== Exercise details ==
Each line in the data holding "loaded" should be listed.

== Recorded information ==
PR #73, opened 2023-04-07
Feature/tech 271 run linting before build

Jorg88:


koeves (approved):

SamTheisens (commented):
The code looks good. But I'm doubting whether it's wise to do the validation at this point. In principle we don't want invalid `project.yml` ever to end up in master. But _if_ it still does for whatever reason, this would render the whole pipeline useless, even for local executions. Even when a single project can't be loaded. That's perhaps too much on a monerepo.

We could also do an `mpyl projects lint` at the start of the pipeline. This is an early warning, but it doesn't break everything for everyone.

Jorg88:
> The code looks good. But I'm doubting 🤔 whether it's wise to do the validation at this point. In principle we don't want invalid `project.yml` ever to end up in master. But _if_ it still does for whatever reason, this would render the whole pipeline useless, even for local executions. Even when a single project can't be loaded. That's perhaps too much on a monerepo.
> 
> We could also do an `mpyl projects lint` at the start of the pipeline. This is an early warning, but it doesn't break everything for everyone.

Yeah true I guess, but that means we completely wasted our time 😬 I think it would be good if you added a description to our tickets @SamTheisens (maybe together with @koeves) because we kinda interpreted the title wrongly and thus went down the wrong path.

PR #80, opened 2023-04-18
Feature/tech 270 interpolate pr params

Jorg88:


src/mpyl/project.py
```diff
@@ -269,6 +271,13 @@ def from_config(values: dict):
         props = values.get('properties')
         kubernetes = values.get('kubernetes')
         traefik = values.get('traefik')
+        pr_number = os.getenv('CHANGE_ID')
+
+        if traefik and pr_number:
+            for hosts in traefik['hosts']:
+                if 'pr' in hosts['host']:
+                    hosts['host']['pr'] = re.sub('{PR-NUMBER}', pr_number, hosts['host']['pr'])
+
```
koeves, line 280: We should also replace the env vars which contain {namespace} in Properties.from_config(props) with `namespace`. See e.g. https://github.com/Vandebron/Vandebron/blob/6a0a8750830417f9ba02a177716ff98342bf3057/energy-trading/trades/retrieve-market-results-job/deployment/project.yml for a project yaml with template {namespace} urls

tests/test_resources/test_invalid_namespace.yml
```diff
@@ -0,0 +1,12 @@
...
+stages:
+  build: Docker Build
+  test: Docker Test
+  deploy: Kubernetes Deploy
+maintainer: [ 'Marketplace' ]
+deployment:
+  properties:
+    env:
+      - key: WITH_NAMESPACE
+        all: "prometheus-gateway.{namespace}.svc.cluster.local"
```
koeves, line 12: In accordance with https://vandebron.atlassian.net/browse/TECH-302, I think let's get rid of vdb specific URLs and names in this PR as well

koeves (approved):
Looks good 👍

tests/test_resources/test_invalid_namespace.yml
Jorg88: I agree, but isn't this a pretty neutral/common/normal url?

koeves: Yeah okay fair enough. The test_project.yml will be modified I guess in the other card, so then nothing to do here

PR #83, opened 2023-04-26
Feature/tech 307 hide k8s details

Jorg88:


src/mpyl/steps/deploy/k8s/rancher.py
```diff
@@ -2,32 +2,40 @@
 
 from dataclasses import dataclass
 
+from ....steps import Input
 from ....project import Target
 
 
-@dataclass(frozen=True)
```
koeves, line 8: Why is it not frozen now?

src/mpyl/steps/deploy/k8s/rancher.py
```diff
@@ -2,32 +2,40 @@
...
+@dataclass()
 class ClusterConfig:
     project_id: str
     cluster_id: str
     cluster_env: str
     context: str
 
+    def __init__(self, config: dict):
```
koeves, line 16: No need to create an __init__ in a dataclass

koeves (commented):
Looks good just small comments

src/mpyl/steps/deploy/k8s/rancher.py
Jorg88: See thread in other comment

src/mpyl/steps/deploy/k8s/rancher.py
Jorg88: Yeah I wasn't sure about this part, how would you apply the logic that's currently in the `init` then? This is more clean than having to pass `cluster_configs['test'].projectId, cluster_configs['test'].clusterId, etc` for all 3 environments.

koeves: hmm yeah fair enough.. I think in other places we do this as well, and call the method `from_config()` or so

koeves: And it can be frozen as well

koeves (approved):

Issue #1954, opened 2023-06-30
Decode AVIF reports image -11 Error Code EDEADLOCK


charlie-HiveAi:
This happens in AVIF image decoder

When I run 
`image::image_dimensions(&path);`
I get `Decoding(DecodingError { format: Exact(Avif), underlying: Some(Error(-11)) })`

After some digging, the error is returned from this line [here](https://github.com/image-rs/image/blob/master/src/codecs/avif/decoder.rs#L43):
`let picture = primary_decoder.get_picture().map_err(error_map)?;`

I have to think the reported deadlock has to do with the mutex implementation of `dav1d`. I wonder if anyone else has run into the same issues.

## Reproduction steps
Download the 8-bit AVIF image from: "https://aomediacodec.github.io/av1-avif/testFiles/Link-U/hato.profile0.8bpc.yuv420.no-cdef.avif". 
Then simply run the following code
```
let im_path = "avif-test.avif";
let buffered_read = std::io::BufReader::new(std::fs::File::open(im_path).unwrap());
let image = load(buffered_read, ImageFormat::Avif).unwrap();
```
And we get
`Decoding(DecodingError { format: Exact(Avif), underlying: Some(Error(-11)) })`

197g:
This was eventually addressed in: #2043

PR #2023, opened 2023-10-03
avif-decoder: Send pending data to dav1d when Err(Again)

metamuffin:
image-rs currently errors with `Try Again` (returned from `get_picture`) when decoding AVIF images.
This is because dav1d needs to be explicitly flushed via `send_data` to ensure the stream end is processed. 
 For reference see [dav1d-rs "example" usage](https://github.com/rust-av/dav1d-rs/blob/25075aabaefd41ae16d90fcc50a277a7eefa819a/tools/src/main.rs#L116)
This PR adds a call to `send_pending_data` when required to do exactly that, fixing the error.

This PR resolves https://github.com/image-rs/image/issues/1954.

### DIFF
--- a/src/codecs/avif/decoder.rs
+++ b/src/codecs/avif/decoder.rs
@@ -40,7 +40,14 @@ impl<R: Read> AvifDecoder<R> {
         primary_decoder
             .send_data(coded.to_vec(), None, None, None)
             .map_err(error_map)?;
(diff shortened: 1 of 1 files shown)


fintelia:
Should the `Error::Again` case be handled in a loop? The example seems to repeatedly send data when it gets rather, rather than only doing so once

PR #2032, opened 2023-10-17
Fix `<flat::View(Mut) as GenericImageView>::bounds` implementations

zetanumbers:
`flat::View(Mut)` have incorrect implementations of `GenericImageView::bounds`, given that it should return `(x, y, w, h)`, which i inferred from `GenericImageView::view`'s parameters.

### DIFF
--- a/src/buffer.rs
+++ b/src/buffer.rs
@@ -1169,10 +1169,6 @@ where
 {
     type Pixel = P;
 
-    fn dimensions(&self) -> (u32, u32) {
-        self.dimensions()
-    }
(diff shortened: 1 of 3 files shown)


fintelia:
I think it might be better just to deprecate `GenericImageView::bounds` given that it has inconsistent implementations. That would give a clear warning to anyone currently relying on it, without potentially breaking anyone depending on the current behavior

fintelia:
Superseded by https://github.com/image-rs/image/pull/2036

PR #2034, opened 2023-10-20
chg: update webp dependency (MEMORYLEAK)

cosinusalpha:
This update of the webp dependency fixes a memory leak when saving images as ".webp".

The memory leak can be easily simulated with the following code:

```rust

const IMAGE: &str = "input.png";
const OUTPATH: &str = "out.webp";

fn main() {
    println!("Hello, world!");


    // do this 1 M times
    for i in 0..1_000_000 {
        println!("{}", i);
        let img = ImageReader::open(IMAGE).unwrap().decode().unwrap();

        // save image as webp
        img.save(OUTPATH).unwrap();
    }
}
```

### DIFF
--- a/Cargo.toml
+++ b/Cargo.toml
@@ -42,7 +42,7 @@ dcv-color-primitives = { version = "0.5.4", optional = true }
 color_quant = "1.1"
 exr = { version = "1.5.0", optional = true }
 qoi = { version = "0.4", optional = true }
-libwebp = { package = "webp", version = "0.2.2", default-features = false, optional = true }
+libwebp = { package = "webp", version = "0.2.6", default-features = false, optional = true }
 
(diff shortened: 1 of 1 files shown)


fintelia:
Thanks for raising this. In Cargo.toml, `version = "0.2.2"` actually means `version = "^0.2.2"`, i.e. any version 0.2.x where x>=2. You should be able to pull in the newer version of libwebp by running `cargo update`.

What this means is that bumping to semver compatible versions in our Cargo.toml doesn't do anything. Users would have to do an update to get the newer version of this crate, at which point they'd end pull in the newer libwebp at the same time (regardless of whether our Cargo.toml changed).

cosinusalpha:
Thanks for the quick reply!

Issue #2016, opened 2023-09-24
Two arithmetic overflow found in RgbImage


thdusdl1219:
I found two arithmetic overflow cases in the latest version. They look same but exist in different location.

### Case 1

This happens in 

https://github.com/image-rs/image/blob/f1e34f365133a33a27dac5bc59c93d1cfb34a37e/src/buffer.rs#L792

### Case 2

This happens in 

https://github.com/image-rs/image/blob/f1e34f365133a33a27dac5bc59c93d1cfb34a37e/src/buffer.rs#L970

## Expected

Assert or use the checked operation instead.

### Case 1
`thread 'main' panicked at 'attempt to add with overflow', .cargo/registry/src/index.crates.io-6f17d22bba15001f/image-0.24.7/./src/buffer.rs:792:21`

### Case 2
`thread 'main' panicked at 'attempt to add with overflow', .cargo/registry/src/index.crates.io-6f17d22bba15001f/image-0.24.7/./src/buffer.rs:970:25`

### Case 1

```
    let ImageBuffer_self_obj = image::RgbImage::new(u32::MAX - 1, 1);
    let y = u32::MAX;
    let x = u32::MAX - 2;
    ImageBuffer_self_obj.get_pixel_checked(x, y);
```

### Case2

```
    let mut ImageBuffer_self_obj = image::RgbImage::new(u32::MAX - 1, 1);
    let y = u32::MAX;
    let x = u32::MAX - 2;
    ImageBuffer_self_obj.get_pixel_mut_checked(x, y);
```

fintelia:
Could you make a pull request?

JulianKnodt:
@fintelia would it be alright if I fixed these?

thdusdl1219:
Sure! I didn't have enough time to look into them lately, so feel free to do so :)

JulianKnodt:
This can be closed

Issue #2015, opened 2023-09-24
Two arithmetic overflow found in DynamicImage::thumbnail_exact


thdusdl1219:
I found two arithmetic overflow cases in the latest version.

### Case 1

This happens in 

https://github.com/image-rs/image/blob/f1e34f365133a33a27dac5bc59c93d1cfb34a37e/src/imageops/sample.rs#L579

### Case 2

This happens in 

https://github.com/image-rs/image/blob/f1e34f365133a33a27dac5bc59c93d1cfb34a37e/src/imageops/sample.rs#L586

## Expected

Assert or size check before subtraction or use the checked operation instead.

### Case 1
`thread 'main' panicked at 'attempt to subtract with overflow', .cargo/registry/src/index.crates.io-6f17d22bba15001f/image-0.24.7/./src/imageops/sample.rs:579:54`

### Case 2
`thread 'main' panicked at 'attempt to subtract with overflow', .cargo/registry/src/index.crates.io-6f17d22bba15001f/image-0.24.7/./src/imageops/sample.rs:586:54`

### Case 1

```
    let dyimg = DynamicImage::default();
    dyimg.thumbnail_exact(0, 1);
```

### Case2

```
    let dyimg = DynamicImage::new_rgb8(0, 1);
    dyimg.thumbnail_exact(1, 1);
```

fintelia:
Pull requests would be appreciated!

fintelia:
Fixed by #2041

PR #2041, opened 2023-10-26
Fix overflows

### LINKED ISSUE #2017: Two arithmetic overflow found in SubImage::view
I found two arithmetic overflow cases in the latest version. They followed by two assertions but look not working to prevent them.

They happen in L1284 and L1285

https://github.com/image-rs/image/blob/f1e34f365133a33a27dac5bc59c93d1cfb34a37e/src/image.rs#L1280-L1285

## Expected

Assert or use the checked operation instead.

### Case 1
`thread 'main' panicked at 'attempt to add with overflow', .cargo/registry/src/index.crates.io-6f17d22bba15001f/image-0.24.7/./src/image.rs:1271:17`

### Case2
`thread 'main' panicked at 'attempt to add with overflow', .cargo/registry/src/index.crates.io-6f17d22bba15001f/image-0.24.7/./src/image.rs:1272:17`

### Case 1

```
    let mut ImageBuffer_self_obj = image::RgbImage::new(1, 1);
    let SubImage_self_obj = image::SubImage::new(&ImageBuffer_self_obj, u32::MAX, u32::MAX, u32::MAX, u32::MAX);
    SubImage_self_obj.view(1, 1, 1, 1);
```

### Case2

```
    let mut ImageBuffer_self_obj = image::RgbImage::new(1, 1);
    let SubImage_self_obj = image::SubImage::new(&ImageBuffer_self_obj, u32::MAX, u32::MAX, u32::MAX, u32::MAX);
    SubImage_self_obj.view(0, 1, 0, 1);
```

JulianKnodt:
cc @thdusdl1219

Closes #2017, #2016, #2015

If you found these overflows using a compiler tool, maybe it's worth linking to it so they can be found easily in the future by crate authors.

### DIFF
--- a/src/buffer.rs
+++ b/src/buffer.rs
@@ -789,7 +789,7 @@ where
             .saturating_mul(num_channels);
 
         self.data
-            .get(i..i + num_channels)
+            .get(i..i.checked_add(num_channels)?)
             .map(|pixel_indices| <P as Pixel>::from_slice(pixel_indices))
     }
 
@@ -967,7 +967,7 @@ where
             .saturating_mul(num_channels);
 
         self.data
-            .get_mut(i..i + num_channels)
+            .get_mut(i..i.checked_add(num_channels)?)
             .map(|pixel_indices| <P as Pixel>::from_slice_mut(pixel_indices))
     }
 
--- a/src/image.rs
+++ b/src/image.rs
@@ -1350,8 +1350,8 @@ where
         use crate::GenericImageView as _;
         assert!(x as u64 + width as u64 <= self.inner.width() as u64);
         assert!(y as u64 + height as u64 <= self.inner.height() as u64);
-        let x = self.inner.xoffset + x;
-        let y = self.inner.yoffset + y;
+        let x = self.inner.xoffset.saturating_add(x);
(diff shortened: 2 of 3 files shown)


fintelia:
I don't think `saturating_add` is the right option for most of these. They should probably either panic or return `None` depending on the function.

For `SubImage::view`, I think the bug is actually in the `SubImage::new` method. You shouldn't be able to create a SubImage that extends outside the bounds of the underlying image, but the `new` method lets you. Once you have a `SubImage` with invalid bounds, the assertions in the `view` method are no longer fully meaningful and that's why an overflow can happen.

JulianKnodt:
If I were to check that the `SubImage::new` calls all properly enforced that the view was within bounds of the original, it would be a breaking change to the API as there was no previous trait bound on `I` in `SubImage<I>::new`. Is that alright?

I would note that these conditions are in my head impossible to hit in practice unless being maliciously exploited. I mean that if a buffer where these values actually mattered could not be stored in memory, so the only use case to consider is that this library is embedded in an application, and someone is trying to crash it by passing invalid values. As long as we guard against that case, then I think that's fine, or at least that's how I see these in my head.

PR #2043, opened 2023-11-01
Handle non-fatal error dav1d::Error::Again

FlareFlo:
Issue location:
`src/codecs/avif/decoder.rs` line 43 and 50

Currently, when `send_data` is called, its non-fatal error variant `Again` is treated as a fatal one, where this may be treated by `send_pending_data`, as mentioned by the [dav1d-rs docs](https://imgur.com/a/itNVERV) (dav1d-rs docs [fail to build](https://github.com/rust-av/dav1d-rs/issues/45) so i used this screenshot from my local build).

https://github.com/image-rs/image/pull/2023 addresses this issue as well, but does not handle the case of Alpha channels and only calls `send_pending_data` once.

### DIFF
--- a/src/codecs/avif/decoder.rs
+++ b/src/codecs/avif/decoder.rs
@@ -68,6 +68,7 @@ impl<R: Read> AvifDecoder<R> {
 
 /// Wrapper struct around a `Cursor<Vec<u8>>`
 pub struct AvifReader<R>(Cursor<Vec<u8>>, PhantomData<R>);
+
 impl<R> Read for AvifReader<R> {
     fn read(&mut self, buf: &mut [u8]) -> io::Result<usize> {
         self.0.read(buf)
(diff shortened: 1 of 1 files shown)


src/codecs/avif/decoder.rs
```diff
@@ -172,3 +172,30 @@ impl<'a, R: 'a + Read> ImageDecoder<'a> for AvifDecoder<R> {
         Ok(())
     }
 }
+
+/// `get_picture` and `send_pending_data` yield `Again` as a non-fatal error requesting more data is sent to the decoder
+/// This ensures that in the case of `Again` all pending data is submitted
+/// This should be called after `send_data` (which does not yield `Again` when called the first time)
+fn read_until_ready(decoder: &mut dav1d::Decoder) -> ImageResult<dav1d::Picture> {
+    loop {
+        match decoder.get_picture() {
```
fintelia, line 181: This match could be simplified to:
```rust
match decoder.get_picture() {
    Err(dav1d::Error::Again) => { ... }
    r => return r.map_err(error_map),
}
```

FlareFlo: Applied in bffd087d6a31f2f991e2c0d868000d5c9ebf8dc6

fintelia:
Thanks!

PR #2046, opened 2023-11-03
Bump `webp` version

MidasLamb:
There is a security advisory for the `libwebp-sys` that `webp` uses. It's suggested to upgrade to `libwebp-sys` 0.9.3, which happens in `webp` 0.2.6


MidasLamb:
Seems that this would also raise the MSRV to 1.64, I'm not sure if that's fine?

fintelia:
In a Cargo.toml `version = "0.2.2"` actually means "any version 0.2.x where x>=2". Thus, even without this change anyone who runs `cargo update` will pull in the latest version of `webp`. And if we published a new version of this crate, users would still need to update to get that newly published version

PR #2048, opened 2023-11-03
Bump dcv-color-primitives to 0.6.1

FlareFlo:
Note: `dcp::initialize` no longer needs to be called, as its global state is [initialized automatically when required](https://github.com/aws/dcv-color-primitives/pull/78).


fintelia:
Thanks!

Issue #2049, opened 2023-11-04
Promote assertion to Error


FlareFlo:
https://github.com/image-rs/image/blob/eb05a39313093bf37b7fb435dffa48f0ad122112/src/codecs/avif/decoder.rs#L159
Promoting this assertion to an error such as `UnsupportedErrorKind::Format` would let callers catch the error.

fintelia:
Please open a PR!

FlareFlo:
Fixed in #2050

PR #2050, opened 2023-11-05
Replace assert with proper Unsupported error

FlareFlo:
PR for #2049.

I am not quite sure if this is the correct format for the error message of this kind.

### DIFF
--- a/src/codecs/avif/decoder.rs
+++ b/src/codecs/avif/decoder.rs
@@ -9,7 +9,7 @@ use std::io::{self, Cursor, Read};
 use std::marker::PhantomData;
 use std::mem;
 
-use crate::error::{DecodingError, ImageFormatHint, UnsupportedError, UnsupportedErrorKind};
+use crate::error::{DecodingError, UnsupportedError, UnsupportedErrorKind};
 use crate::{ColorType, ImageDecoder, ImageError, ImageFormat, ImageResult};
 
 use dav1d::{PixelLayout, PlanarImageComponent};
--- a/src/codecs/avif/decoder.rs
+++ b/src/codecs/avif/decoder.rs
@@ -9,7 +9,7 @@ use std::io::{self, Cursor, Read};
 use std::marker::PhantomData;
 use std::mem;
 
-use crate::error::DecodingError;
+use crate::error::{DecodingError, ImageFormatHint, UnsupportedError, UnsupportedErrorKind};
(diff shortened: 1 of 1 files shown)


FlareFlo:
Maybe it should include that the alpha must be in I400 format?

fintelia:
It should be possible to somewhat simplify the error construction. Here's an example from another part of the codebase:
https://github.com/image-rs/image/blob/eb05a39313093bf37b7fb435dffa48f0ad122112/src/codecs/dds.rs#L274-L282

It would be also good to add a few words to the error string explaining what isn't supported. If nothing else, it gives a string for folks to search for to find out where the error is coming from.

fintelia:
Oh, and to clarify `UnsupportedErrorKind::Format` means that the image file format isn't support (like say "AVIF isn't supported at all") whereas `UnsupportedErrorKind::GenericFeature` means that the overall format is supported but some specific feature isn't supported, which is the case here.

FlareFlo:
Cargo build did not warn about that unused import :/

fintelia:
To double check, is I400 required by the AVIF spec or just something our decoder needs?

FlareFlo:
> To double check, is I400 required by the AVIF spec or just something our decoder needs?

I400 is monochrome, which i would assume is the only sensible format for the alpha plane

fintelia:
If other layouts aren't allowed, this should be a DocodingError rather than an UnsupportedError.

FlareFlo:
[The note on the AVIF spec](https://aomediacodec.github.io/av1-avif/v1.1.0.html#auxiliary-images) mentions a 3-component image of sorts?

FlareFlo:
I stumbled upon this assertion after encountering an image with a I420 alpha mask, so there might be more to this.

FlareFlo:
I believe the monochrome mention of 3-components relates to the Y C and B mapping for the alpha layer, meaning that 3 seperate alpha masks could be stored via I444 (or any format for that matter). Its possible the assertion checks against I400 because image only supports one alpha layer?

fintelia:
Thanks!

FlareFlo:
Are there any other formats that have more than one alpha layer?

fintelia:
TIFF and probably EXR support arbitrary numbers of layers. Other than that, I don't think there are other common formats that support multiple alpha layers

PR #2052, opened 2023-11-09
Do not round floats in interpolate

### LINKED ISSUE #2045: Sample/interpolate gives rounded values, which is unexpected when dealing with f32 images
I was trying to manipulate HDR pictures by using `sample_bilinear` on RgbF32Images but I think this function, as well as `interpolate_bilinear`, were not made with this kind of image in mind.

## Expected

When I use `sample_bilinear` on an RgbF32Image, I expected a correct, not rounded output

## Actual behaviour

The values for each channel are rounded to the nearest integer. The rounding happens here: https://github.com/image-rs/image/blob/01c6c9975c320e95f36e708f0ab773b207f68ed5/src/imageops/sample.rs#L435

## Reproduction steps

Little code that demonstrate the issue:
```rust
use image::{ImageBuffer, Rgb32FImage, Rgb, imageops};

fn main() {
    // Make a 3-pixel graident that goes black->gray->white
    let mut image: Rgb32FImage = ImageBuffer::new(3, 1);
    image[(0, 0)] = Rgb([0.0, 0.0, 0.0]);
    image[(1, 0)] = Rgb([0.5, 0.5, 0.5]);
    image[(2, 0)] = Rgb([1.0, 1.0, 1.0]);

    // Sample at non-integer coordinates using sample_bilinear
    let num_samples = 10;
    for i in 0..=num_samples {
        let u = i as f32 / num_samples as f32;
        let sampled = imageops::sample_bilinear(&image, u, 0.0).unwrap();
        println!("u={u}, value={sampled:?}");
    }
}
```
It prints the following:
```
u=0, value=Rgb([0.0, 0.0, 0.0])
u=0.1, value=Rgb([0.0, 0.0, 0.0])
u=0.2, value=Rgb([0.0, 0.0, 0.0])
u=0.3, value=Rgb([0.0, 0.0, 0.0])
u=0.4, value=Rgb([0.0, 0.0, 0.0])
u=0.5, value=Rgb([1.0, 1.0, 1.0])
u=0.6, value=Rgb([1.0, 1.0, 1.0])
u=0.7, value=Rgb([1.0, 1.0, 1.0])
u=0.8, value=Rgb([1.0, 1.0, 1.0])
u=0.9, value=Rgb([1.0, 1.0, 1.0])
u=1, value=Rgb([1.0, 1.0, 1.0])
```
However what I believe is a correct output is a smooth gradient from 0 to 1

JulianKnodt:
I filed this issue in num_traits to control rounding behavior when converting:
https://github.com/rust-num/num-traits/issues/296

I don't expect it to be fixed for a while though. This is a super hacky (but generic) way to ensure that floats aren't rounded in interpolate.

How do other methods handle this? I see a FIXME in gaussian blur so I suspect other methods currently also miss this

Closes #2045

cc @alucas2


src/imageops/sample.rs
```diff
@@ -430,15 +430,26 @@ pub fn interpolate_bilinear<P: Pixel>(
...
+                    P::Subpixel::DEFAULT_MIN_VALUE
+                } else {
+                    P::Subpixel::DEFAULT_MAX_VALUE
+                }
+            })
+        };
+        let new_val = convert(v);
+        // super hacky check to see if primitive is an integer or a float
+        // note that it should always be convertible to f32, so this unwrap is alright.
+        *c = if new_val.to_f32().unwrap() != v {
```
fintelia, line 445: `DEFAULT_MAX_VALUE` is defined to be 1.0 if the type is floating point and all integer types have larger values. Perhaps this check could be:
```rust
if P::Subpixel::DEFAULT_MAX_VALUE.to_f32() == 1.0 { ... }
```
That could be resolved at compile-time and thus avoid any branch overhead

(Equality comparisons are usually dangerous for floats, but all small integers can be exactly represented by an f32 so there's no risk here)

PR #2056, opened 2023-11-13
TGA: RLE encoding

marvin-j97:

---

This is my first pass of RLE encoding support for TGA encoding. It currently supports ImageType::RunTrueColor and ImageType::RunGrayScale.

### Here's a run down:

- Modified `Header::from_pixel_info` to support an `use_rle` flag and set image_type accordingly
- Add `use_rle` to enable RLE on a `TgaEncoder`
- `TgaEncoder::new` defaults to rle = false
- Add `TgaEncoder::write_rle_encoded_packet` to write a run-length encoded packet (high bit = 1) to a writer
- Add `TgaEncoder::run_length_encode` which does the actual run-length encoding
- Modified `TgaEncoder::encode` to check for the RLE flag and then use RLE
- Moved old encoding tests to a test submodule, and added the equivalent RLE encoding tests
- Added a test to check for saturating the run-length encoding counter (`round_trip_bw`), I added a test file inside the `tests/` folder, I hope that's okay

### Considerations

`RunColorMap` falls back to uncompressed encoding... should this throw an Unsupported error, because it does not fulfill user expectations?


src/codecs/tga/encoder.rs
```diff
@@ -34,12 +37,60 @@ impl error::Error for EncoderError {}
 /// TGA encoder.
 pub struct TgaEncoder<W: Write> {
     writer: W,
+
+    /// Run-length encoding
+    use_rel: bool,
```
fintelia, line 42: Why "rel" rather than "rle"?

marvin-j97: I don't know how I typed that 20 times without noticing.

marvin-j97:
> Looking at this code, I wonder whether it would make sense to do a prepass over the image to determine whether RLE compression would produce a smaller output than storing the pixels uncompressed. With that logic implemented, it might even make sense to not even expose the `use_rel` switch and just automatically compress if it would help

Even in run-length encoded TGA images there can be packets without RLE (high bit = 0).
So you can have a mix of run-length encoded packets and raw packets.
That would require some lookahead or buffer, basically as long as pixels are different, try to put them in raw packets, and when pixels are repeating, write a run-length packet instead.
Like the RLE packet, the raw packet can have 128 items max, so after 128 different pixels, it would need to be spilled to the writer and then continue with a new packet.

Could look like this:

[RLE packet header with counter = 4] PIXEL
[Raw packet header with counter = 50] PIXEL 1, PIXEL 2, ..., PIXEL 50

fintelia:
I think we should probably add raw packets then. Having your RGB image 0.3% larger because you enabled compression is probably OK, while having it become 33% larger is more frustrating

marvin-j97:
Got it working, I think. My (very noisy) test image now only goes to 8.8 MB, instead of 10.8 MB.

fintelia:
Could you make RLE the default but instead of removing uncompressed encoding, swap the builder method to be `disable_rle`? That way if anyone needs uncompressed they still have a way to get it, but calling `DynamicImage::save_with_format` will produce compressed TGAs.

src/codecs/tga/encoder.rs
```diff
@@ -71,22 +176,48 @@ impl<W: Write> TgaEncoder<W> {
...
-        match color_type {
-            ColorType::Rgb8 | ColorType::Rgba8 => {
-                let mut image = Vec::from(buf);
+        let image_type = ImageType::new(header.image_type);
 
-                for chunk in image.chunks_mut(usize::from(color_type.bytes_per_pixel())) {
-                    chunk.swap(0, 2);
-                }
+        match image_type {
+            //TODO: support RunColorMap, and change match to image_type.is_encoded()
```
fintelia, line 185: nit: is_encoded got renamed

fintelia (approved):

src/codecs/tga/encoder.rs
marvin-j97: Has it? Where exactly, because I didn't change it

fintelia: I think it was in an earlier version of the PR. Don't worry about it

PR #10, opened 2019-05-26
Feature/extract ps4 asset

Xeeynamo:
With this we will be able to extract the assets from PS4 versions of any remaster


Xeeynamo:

== Exercise output ==
The code looks good. But I'm doubting whether it's wise to do the validation at this point. In principle we don't want invalid `project.yml` ever to end up in master. But _if_ it still does for whatever reason, this would render the whole pipeline useless, even for local executions. Even when a single project can't be loaded. That's perhaps too much on a monerepo.
> The code looks good. But I'm doubting 🤔 whether it's wise to do the validation at this point. In principle we don't want invalid `project.yml` ever to end up in master. But _if_ it still does for whatever reason, this would render the whole pipeline useless, even for local executions. Even when a single project can't be loaded. That's perhaps too much on a monerepo.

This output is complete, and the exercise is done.